Чуть обалдев от такого количества приличий в своих мыслях, Николай ощутил давно не приходившее к нему чувство рифмы, позволявшее время от времени придумывать хайку, искусству составления которых он учился в Японии. В этот раз, правда, ничего не сложилось, зато на ум пришел стих японского мастера Мацуо Басё:
Отсечь слова.
Ненужное отбросить.
Радостно вздохнуть.
Понятно, что на японском это звучало совсем не так и рифма, отсутствующая в русском переводе, в оригинале соответствовала канону. По-другому и быть не могло, все же именно Басё дал начало этому национальному японскому искусству: но сейчас слова давно ушедшего в нирвану мастера как нельзя лучше отражали чувства капитана второго ранга.
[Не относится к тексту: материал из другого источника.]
PR #135, opened 2022-02-03
Make FeatureFlags accessible to hosts

gregli-msft:
At present, a host can't modify the feature flags.  They should be able to.  For example, I'd like to be able to `FeatureFlags.StringInterpolation = true;` when instancing a new engine in the ConeoleREPL sample, to test out this feature without needing to build the libraries.

### DIFF
--- a/src/libraries/Microsoft.PowerFx.Core/FeatureFlags.cs
+++ b/src/libraries/Microsoft.PowerFx.Core/FeatureFlags.cs
@@ -1,18 +1,37 @@
 ﻿// Copyright (c) Microsoft Corporation.
 // Licensed under the MIT license.
 
+using System;
+
 namespace Microsoft.PowerFx
 {
     /// <summary>
     /// Hosts can enable these flags to try out early features. 
     /// Any flags will eventually default to true and then get removed once the feature is finalized. 
+    /// Removing a flag is a breaking change and requires a semver update. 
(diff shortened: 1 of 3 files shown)


src/libraries/Microsoft.PowerFx.Core/FeatureFlags.cs
```diff
@@ -7,7 +7,7 @@ namespace Microsoft.PowerFx
     /// Hosts can enable these flags to try out early features. 
     /// Any flags will eventually default to true and then get removed once the feature is finalized. 
     /// </summary>
-    internal static class FeatureFlags
+    public static class FeatureFlags
```
lesaltzm, line 10: Strongly disagree with this. The existence of FeatureFlags is a hack to enable Canvas not to pick up some changes immediately. It should not be considered part of our public contract, because we want to be able to remove and clean up these flags easily.

Shpakh-MSFT: I agree with McCall. Also this needs to be immutable once it is initialized.

Shpakh-MSFT: We should add some checks so that it can't be changed after initializing once.

lesaltzm (approved):

MikeStall (approved):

Брать извозчика не хотелось, возвращаться на "Севастополь" было еще рано, так что Николай медленно прогуливался по Гельсинки. В голове чуть-чуть шумел коньяк, для которого было, пожалуй, рановато, но когда еще им с Русановым удалось бы посидеть и поговорить обо всяком? Погода стояла удивительно теплая и ясная, и маленькая открытка-конвертик в несколько строк, писанных каллиграфически-воздушным почерком и лежащая сейчас во внутреннем кармане кителя, добавляла тепла на душе. Хотелось радоваться жизни, которая, конечно, шла вокруг своим чередом.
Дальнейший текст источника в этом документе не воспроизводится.